La Cina guida il boom dei robot umanoidi ma teme una bolla speculativa, mentre il governo prova a regolamentare il settore.

Tanti investimenti, troppi robot. Ecco la bolla hi-tech che preoccupa la Cina

Non sono risuonati allarmi veri e propri, ma il governo cinese, utilizzando varie perifrasi, ha fatto capire che la situazione tecnologica si sta surriscaldando. Soprattutto sul fronte dei robot umanoidi, l’ultimo settore a esser travolto dal boom degli investimenti hi-tech.

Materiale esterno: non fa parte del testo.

PR #5156, opened 2018-07-16
Display empty string for users with no email address in /account/settings.

sheetaluk:
See https://github.com/hypothesis/product-backlog/issues/705

### DIFF
--- a/h/views/accounts.py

Cosa sta succedendo oltre la Muraglia? Partiamo da un paio di dati. Negli ultimi cinque anni, ha spiegato Morgan Stanley nel suo ultimo Robot Almanac, Pechino ha accumulato un clamoroso vantaggio rispetto ai suoi rivali nella corsa alla costruzione di questi robot, rilasciando un numero di brevetti cinque volte superiore a quello degli Stati Uniti: 7.705 contro i 1.561 degli Usa e i 1.102 del Giappone. E ancora: la Cina, da sola, rappresenta il 54% delle installazioni globali di robot industriali, ovvero più del resto del mondo messo insieme.

In tutto questo, importanti aziende cinesi, tra cui BYD, Geely, Xpeng, NIO, Li Auto, Xiaomi e Midea, stanno testando e impiegando umanoidi in fabbriche e contesti logistici. Midea ha addirittura presentato un robot umanoide industriale a sei braccia, mentre Xpeng vuole vendere 1 milione di robot umanoidi entro il 2030, con l’inizio della produzione di massa entro la fine del 2026. [...]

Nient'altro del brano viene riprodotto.